Pivô is pleased to present The real world does not take flight in its Annual Exhibitions Programme. This is the first solo show in Brazil by Mexican artist Rodrigo Hernández and is the outcome of a two months residency at Pivô, where the artist developed cardboard sculptures and an installation directly in the exhibition space.
The title is appropriated from the first verse of Polish poet Wislawa Szymborska’s poem “The real world”. Szymborska was a Nobel Prize in literature and her main subjects are the daily life, history and nature articulated in a colloquial language of powerful poetic effect. Hernández departures from the relation between dream and reality suggested in the poem to create an immersive environment where geometric patterns painted on walls relate to the shapes of sculptures hanging on it, so painted forms and tridimensional reliefs correspond to each other.

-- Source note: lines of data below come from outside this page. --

PR #380, opened 2015-07-03
Fix compilation with lwt 2.5.0

vbmithr:


vbmithr:
To be merged after lwt 2.5.0 has made its way in the opam repository.

dsheets:
Can `buffer_size` remain so that `16384` isn't repeated?

vbmithr:
Were does this constant comes from btw ?

vbmithr:
Ah yeah, 4 pages.

avsm:
Yep, just a reasonable page multiple.

rgrinberg:
@vbmithr Should you also fix the constraints in `opam`?

mlin:
bump. `opam install lwt cohttp` is failing as of this morning...

https://github.com/ocaml/opam-repository/pull/4365
https://travis-ci.org/mlin/narcissome-beacon/builds/70516962

dsheets:
ocaml/opam-repository#4427

Sorry about that.

dsheets:
This PR also needs to update the cohttp opam pin file with the new constraint.

dsheets:
Should be fixed in opam-repository now. Thanks for your report!

rgrinberg:
Am I crazy to suggest using some preprocessing to make cohttp compatible with both older and newer lwt?

I really hate creating opam hell for everyone with this.

vbmithr:
What's the problem exactly ? Older version of cohttp will not work with newer lwt versions, is there more issues ?

rgrinberg:
The problem is we're making it difficult for people who depend on older versions of cohttp and newer versions of lwt and vice versa.

vbmithr:
On 16/07/2015 15:36, Rudi Grinberg wrote:
> The problem is we're making it difficult for people who depend on older
> versions of cohttp and newer versions of lwt and vice versa.

Personally I would not add cruft in our code in order to accomodate such
use cases.

It should be enough that for each version of cohttp, you need a certain
range of versions of lwt.

rgrinberg:
I agree it adds cruft but I wouldn't trivialize the use case. Giving our users a smooth upgrade path and keeping the range of compatibility wide for 2 very popular libraries on opam is useful and important IMO.

Putting it another way, w/e ugliness and time spent it would cost us to keep this compatibility, I'm sure it is dwarfed by the combined pain of our users.

I will merge this and amend the opam file however so at least users who want to use the latest lwt can use cohttp#master.

rgrinberg:
Applied. Thanks @vbmithr

PR #382, opened 2015-07-08
Add some REVDEPS

mor1:
Trying out using REVDEPS, as well as adding at least one more significant user of `cohttp`.


avsm:
`mirage-www` isnt actually a valid package in recent mirage releases -- this should probably be removed from opam rather than being made a gating dependency in cohttp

The artist departures from the singularity of the architecture of the exhibition space to create a large-scale wall painting based on geometric patterns used in fashion and 60-70’s Op art, recovering the space with color gradients that generate an atmospheric environment. Cardboard objects – between tridimensional paintings and wall sculptures – are presented in the areas of color transition. Hernández plays with geometric and organic shapes overlapping one another, puzzling the relations between “background” and “figure”.
Working mostly with classical medias and techniques of art making, including drawing, sculpture and painting, Hernández is interested in the constitutive movement of art and image making, from Meso-American iconography to contemporary art. His projects vary from object-making within a devoted studio practice to site-specific and research oriented projects. He draws on a number of aesthetic references, which range classical Japanese printmaking to fashion, and European modernism, among others, to develop a very personal formal vocabulary.

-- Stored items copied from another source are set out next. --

PR #383, opened 2015-07-11
Allow DELETE requests to have bodies

dsheets:
https://tools.ietf.org/html/rfc7231#section-4.3.5 paragraph 5 does not disallow bodies for `DELETE` requests. We should give the user the option of sending and receiving bodies with `DELETE` requests.

I believe this patch adds this functionality and does not break previous functionality. I'm not 100% certain that pipelined DELETE requests work with/without body in all circumstances.

### DIFF
--- a/lib/request.ml
+++ b/lib/request.ml
@@ -161,8 +161,8 @@ module Make(IO : S.IO) = struct
   (* Defined for method types in RFC7231 *)
   let has_body req =
     match req.meth with
-    | `GET | `HEAD | `DELETE | `CONNECT | `TRACE -> `No
-    | `POST | `PUT | `PATCH | `OPTIONS | `Other _ ->
+    | `GET | `HEAD | `CONNECT | `TRACE -> `No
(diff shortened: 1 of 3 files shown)


edwintorok:
Should the same apply to GET? I've only encountered this in [the ElasticSearch API](https://www.elastic.co/guide/en/elasticsearch/reference/1.4/search-request-body.html) where its used to overcome URL length limitations with large queries. The wording in the RFC is similar to DELETE (i.e. no defined semantics and some implementations might reject it)

dsheets:
Probably.

samoht:
The issue with `GET` is that proxy are apparently often caching the body (http://stackoverflow.com/questions/978061/http-get-with-request-body) so it's a bit hard to predict how it will work.

samoht:
@dsheets need a version constraint in the `opam` file to not use the latest cohttp.

rgrinberg:
@dsheets Looks good. Can you fix this for async as well?

samoht:
I can try to propose a patch for async.

samoht:
See https://github.com/dsheets/ocaml-cohttp/pull/1

PR #389, opened 2015-07-14
Don't catch End_of_file for Lwt_io.read

fdopen:
Lwt_io.read doesn't raise End_of_file; it alread returns "".

https://github.com/ocsigen/lwt/blob/b4af03f0ea2b54b8f6470367bbe44153e7b3d89d/src/unix/lwt_io.mli#L256


rgrinberg:
Good catch.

Rodrigo Hernández, 1983, lives and works Lisbon and Mexico City
http://www.rodrigo-hernandez.net/
Hernández deals with many languages such as drawing, painting, sculpture and installation in works that join formalism and the social history of the images and materials he uses. His residency at Pivô will outcome in an exhibition composed by objects directly produced in the space and others displayed as an installation at the institution’s second floor.

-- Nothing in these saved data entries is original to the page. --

PR #391, opened 2015-07-15
Improve a bit the documentation of Accept and add sorting.

Drup:
We could put the q-stuff in a submodule. Not sure if necessary.

### DIFF
--- a/lib/accept.mli
+++ b/lib/accept.mli
@@ -26,6 +26,11 @@ type q = int with sexp
 (** Lists, annotated with qualities. *)
 type 'a qlist = (q * 'a) list with sexp
 
+(** Sort by quality, biggest first.
+    Respect the initial ordering.
+*)
+val qsort : 'a qlist -> 'a qlist
+
 type pv = Accept_types.pv =
     T of string
   | S of string with sexp
--- a/lib/accept.ml
+++ b/lib/accept.ml
@@ -16,12 +16,18 @@
   PERFORMANCE OF THIS SOFTWARE.
 *)
 (* TODO: handle exceptions better *)
-(* TODO: sorting? *)
 
 open Printf
 include Accept_types
 module Parser = Accept_parser
 module Lexer = Accept_lexer
+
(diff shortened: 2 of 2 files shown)


rgrinberg:
* I'd merge the docs improvement immediately if it was in a different commit

* The implementation in this PR obviously looks good but since I know next to nothing about this "quality" stuff. Therefore I will leave this to @dsheets

lib/accept.mli
```diff
@@ -43,13 +56,14 @@ type encoding =
   | Identity
   | AnyEncoding with sexp
 
+(** Language tags, as a list of subtags.
+    ["en-gb"] is represented as [Language ["en"; "gb"]].
+    @see <http://www.w3.org/Protocols/rfc2616/rfc2616-sec14.html#sec14.4> The spec.
+*)
 type language = Accept_types.language =
```
dbuenzli: Note that this is formally a BCP47 *basic language range* tag and not a *language tag* (FWIW I do have a module [here](https://github.com/dbuenzli/remat/blob/master/src-common/nlang.mli) to handle these that I expect to release as an independent module at some point).  Also referring to https://tools.ietf.org/html/rfc7231#section-5.3.5 would be nicer, the latter obsoletes 2616 and makes a lot of things more clear notably in this case it links to the right RFC.

Drup: I know about BCP47, I was also considering doing such a module, happy to see you did it already.

Thanks for the link. It's updated. Is there a guideline in mirage libraries on how to reference RFCs and so on ? I guess it's waiting for ppx and [reqtrace](https://github.com/infidel/reqtrace) ?

Drup:
@rgrinberg done.

rgrinberg:
@Drup applied first patch, thanks.

dsheets:
LGTM.

rgrinberg:
@Drup please rebase

Drup:
Already did 2 minutes ago :D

He studied at the Akademie der Bildenden Künste in Karlsruhe and at Jan Van Eyck Academie in Maastricht. He was awarded with a residency at Laurenz-Haus Stiftung in Basel and at Cité International des Arts. His recent solo exhibitions include: Shadow of a Tank, Art Basel Statements; Plasma, Madragoa; Every forest madly in love with the moon has a highway crossing it from one side to the other, Kurimanzutto; El pequeño centro, Museo Universitario del Chopo; among others.